Here, $r_i = 1/n$ for all $i = 1,\dots,n$. As ownerships are equal, equation (\ref{v_i^*}) shows that $v_i^*$ must be equal across all partners. The left hand side of (\ref{cond}) thus simplifies to \[ \overline{v} - v_i^* - n \int_{v_i^*}^\overline{v} F(v)^{n-1} dv + (n-1) \int_\underline{v}^\overline{v} F(v)^{n} dv \] This is equal to \begin{equation}\label{eq_own_intermediate} \overline{v} - v_i^* + (n-1) \int_\underline{v}^{v_i^*} F(v)^{n} dv - \int_{v_i^*}^\overline{v} \left( n F(v)^{n-1} - (n-1) F(v)^{n} \right) dv \end{equation} Taking the derivative of $n F(v)^{n-1} - (n-1) F(v)^{n}$, we obtain \[ n(n-1) F(v)^{n-2} f(v) - n(n-1) F(v)^{n-1} f(v) = n(n-1) F(v)^{n-2} f(v) (1-F(v)) \geq 0 \] as $F(v) \leq 1$ by the axioms of probability.
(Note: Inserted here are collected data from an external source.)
PR #250, opened 2024-12-01
nnmail: Theme nnmail-message-id-cache-file

Thaodan:
Theme nnmail's `nnmail-message-id-cache-file'.
Since the package is related to Gnus store the file in the Gnus
folder.

### DIFF
--- a/no-littering.el
+++ b/no-littering.el
@@ -145,6 +145,7 @@ This variable has to be set before `no-littering' is loaded.")
     (setq gnus-init-file                   (etc "gnus/init.el"))
     ;; Gnus hardcodes newsrc.eld to be based on gnus-startup-file.
     (setq gnus-startup-file                (etc "gnus/newsrc"))
+    (setq nnmail-message-id-cache-file     (var "gnus/nnmail-cache"))
     (setq ido-save-directory-list-file     (var "ido-save-directory-list.el"))
     (setq ielm-history-file-name           (var "ielm-history.eld"))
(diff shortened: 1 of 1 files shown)


tarsius:
The line is misplaced, since we sort by variable name, not file name.

Placing this file inside `gnus/` violates a convention, but that seems to make sense in this case. However if we violate that part of the conventions, then it becomes more important to follow other parts; so we should name the file after the variable name, i.e., `nnmail-message-id-cache`.

Then again, I took a quick look at other file variables inside `lisp/gnus/` and got the impression that it might make sense to relax the rules for "gnus et al. But if we do that, we should theme them all, starting with the two directory variables the values of other variables derive from. But I would want to think about that some more, and it's also more work.

But it is December, a month that somehow seems much shorter than the other months and yet I always have way more important things to finish than usual. In other words, let's instead look into theming all of gnus in late January.

Thaodan:
Sure I can fix the issues you mentioned.

I didn't pay attention to the ordering. What other Gnus variables are
not themed?

tarsius:
> Sure I can fix the issues you mentioned.

The thing is that I am *considering* going with what you have done here eventually, so I don't want to merge a later iteration that more closely follows the conventions. I am not sure though, I might eventually decide to strictly adhere to the conventions. I just don't know yet and don't want to merge this either way, because whatever we pick, I might later (when I have the time to think about it and experiment) change my mind.

> What other Gnus variables are not themed?

`gnus-home-directory` and `gnus-directory` and at least all the variables that use the values of these two when their own default values are set.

The maximum point is exactly at $F(v) = 1$, which is where $v = \overline{v}$. Here, $n F(\overline{v})^{n-1} - (n-1) F(\overline{v})^{n} = 1$. Hence we have shown that $n F(v)^{n-1} - (n-1) F(v)^{n} \leq 1$ for all $v \in [\underline{v}, \overline{v}]$, and thus we can bound the expression (\ref{eq_own_intermediate}) from above by \[ \overline{v} - v_i^* + (n-1) \int_\underline{v}^{v_i^*} F(v)^{n} dv - \int_{v_i^*}^\overline{v} dv \] This is equal to \[ \overline{v} - v_i^* + (n-1) \int_\underline{v}^{v_i^*} F(v)^{n} dv - (\overline{v} - v_i^*) \] and is equal to \[ (n-1) \int_\underline{v}^{v_i^*} F(v)^{n} dv > 0 \] Hence condition (\ref{cond}) is satisfied and efficient surplus division is possible.

Concentrated Ownership

Say if partner 1 currently owns the entire partnership: $r_1 = 1$ and $r_i = 0$ for $i = 2, \dots, n$. Then according to equation (\ref{v_i^*}), we have that $v_1^* = F^{-1}(1) = \overline{v}$ and $v_i^* = F^{-1}(0) = \underline{v}$ for all $i = 2, \dots, n$. The left hand side of (\ref{cond}) therefore becomes \[ \overline{v} - v_1^* - (n-1) \int_\underline{v}^\overline{v} F(v)^{n-1} dv + (n-1) \int_\underline{v}^\overline{v} F(v)^{n} dv \] which simplifies simply to \[ (n-1) \int_\underline{v}^\overline{v} F(v)^{n-1} (F(v) - 1) dv < 0 \] As the condition fails, it is impossible to dissolve the partnership in a way that is ex-post efficient, ex-post budget balanced, interim individually rational, and Bayesian incentive compatible.